On the Parikh Membership Problem for FAs, PDAs, and CMs
We consider the problem of determining if a string w belongs to a language L specified by an automaton (NFA, or PDA augmented by reversal-bounded counters, etc.) where the string w is specified by its Parikh vector. If the automaton (PDA augmented with reversal-bounded counters) is fixed and the Parikh vector is encoded in unary (binary), the problem is in DLOGSPACE (PTIME).
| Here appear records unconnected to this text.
PR #2736, opened 2025-05-06
chore(block-biulding): minor cleanup

abi87:
Just trying to simplify the flow, mostly by avoding passing around as parameters data that can be retrieved from state.
This eliminates the possibility that we pass values that are incoherent with the state.

### DIFF
--- a/beacon/blockchain/payload.go
+++ b/beacon/blockchain/payload.go
@@ -195,8 +195,6 @@ func (s *Service) rebuildPayloadForRejectedBlock(
 	if _, _, err = s.localBuilder.RequestPayloadAsync(
 		ctx,
 		st,
-		// We are rebuilding for the current slot.
-		stateSlot,
 		nextPayloadTimestamp,
 		// We set the parent root to the previous block root. The HashTreeRoot
 		// of the header is the same as the HashTreeRoot of the block.
@@ -270,7 +268,6 @@ func (s *Service) optimisticPayloadBuild(
 	payload := blk.GetBody().GetExecutionPayload()
 	if _, _, err = s.localBuilder.RequestPayloadAsync(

When the automaton is part of the input and the Parikh vector is encoded in binary, we show the following results: if the input is an NFA accepting a letter-bounded language (i.e., \(\subseteq a_1^* \cdots a_k^*\) for some distinct symbols a 1, ..., a k ), the problem is in PTIME, but if the input is an NFA accepting a word-bounded language (i.e., \(\subseteq w_1^* \cdots w_m^*\) for some nonnull strings w 1, ..., w m ), it is NP-complete. The proofs involve solving systems of linear Diophantine equations with non-negative integer coefficients. As an application of the results, we present efficient algorithms for a generalization of a tiling problem posed recently by Dana Scott. Finally, we give a classification of the complexity of the membership problem for restricted classes of semilinear sets.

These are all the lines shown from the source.